--- Task to complete ---
Transcription should be exact. Include all entries.

== Task material

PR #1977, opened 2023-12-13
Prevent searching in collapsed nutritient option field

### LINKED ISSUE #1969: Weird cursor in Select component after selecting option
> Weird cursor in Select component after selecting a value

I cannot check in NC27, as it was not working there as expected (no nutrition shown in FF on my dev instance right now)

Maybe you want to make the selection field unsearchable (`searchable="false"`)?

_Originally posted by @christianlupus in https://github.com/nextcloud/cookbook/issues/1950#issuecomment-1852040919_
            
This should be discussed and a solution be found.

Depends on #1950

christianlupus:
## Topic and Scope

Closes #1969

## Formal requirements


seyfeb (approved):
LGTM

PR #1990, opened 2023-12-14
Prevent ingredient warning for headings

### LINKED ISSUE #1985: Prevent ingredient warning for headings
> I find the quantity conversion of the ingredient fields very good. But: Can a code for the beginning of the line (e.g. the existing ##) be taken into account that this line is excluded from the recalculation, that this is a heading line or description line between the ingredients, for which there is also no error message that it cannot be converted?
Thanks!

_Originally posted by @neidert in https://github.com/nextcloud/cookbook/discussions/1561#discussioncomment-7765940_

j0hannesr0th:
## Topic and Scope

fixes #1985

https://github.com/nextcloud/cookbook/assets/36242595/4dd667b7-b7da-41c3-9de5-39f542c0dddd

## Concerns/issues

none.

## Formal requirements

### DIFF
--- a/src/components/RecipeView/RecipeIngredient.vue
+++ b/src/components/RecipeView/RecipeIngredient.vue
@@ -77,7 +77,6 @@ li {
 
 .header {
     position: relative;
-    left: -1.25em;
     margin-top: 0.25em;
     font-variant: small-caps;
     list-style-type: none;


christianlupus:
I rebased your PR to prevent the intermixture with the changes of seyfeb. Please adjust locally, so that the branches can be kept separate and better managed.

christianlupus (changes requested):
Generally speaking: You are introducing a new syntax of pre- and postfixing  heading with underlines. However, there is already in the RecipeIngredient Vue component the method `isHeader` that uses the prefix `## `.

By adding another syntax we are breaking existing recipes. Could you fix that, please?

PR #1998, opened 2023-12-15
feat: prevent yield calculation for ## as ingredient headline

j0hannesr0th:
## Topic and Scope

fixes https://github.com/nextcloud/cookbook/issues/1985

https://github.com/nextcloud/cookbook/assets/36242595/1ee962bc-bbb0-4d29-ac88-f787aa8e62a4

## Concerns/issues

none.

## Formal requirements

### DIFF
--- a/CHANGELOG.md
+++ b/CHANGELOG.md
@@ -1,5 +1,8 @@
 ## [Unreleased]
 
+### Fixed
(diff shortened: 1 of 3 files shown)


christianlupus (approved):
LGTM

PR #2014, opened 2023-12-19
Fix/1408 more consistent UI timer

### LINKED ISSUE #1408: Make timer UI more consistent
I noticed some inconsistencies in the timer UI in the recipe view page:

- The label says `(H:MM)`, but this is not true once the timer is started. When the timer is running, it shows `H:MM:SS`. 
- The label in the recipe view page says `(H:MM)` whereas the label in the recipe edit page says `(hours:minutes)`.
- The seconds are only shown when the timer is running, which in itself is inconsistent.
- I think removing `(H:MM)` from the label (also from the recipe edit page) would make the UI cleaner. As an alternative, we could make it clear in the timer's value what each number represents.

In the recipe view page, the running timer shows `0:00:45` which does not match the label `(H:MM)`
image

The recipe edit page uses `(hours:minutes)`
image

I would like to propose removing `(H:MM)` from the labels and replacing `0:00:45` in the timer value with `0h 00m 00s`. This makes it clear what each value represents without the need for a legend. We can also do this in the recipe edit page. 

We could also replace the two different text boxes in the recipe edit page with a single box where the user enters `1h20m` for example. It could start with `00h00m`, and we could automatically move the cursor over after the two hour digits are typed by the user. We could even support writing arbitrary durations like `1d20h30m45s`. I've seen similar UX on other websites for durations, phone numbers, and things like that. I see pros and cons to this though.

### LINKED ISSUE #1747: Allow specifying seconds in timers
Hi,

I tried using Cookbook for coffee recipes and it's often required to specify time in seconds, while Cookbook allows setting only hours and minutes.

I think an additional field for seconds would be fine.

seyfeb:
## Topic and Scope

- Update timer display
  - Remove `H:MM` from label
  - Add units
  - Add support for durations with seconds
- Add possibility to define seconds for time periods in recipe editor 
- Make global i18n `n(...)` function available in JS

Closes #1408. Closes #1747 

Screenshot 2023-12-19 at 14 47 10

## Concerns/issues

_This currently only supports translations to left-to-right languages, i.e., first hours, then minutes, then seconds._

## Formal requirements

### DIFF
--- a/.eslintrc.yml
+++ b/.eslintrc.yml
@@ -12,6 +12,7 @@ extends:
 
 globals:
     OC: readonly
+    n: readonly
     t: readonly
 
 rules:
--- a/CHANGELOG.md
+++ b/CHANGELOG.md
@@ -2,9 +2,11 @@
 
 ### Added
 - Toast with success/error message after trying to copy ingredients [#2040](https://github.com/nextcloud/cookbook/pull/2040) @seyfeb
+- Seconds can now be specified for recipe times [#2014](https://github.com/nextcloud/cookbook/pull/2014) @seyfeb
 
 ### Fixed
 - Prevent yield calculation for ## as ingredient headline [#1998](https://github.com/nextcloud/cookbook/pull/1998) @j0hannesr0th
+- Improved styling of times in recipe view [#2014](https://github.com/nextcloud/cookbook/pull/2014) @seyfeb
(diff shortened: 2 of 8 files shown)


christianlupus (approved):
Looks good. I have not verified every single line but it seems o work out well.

====

--- Output below ---
PR #1977, opened 2023-12-13
Prevent searching in collapsed nutritient option field

### LINKED ISSUE #1969: Weird cursor in Select component after selecting option
> Weird cursor in Select component after selecting a value

I cannot check in NC27, as it was not working there as expected (no nutrition shown in FF on my dev instance right now)

Maybe you want to make the selection field unsearchable (`searchable="false"`)?

_Originally posted by @christianlupus in https://github.com/nextcloud/cookbook/issues/1950#issuecomment-1852040919_
            
This should be discussed and a solution be found.

Depends on #1950

christianlupus:
## Topic and Scope

Closes #1969

## Formal requirements


seyfeb (approved):
LGTM

PR #1990, opened 2023-12-14
Prevent ingredient warning for headings

### LINKED ISSUE #1985: Prevent ingredient warning for headings
> I find the quantity conversion of the ingredient fields very good. But: Can a code for the beginning of the line (e.g. the existing ##) be taken into account that this line is excluded from the recalculation, that this is a heading line or description line between the ingredients, for which there is also no error message that it cannot be converted?
Thanks!

_Originally posted by @neidert in https://github.com/nextcloud/cookbook/discussions/1561#discussioncomment-7765940_

j0hannesr0th:
## Topic and Scope

fixes #1985

https://github.com/nextcloud/cookbook/assets/36242595/4dd667b7-b7da-41c3-9de5-39f542c0dddd

## Concerns/issues

none.

## Formal requirements

### DIFF
--- a/src/components/RecipeView/RecipeIngredient.vue
+++ b/src/components/RecipeView/RecipeIngredient.vue
@@ -77,7 +77,6 @@ li {
 
 .header {
     position: relative;
-    left: -1.25em;
     margin-top: 0.25em;
     font-variant: small-caps;
     list-style-type: none;


christianlupus:
I rebased your PR to prevent the intermixture with the changes of seyfeb. Please adjust locally, so that the branches can be kept separate and better managed.

christianlupus (changes requested):
Generally speaking: You are introducing a new syntax of pre- and postfixing  heading with underlines. However, there is already in the RecipeIngredient Vue component the method `isHeader` that uses the prefix `## `.

By adding another syntax we are breaking existing recipes. Could you fix that, please?

PR #1998, opened 2023-12-15
feat: prevent yield calculation for ## as ingredient headline

j0hannesr0th:
## Topic and Scope

fixes https://github.com/nextcloud/cookbook/issues/1985

https://github.com/nextcloud/cookbook/assets/36242595/1ee962bc-bbb0-4d29-ac88-f787aa8e62a4

## Concerns/issues

none.

## Formal requirements

### DIFF
--- a/CHANGELOG.md
+++ b/CHANGELOG.md
@@ -1,5 +1,8 @@
 ## [Unreleased]
 
+### Fixed
(diff shortened: 1 of 3 files shown)


christianlupus (approved):
LGTM

PR #2014, opened 2023-12-19
Fix/1408 more consistent UI timer

### LINKED ISSUE #1408: Make timer UI more consistent
I noticed some inconsistencies in the timer UI in the recipe view page:

- The label says `(H:MM)`, but this is not true once the timer is started. When the timer is running, it shows `H:MM:SS`. 
- The label in the recipe view page says `(H:MM)` whereas the label in the recipe edit page says `(hours:minutes)`.
- The seconds are only shown when the timer is running, which in itself is inconsistent.
- I think removing `(H:MM)` from the label (also from the recipe edit page) would make the UI cleaner. As an alternative, we could make it clear in the timer's value what each number represents.

In the recipe view page, the running timer shows `0:00:45` which does not match the label `(H:MM)`
image

The recipe edit page uses `(hours:minutes)`
image

I would like to propose removing `(H:MM)` from the labels and replacing `0:00:45` in the timer value with `0h 00m 00s`. This makes it clear what each value represents without the need for a legend. We can also do this in the recipe edit page. 

We could also replace the two different text boxes in the recipe edit page with a single box where the user enters `1h20m` for example. It could start with `00h00m`, and we could automatically move the cursor over after the two hour digits are typed by the user. We could even support writing arbitrary durations like `1d20h30m45s`. I've seen similar UX on other websites for durations, phone numbers, and things like that. I see pros and cons to this though.

### LINKED ISSUE #1747: Allow specifying seconds in timers
Hi,

I tried using Cookbook for coffee recipes and it's often required to specify time in seconds, while Cookbook allows setting only hours and minutes.

I think an additional field for seconds would be fine.

seyfeb:
## Topic and Scope

- Update timer display
  - Remove `H:MM` from label
  - Add units
  - Add support for durations with seconds
- Add possibility to define seconds for time periods in recipe editor 
- Make global i18n `n(...)` function available in JS

Closes #1408. Closes #1747 

Screenshot 2023-12-19 at 14 47 10

## Concerns/issues

_This currently only supports translations to left-to-right languages, i.e., first hours, then minutes, then seconds._

## Formal requirements

### DIFF
--- a/.eslintrc.yml
+++ b/.eslintrc.yml
@@ -12,6 +12,7 @@ extends:
 
 globals:
     OC: readonly
+    n: readonly
     t: readonly
 
 rules:
--- a/CHANGELOG.md
+++ b/CHANGELOG.md
@@ -2,9 +2,11 @@
 
 ### Added
 - Toast with success/error message after trying to copy ingredients [#2040](https://github.com/nextcloud/cookbook/pull/2040) @seyfeb
+- Seconds can now be specified for recipe times [#2014](https://github.com/nextcloud/cookbook/pull/2014) @seyfeb
 
 ### Fixed
 - Prevent yield calculation for ## as ingredient headline [#1998](https://github.com/nextcloud/cookbook/pull/1998) @j0hannesr0th
+- Improved styling of times in recipe view [#2014](https://github.com/nextcloud/cookbook/pull/2014) @seyfeb
(diff shortened: 2 of 8 files shown)


christianlupus (approved):
Looks good. I have not verified every single line but it seems o work out well.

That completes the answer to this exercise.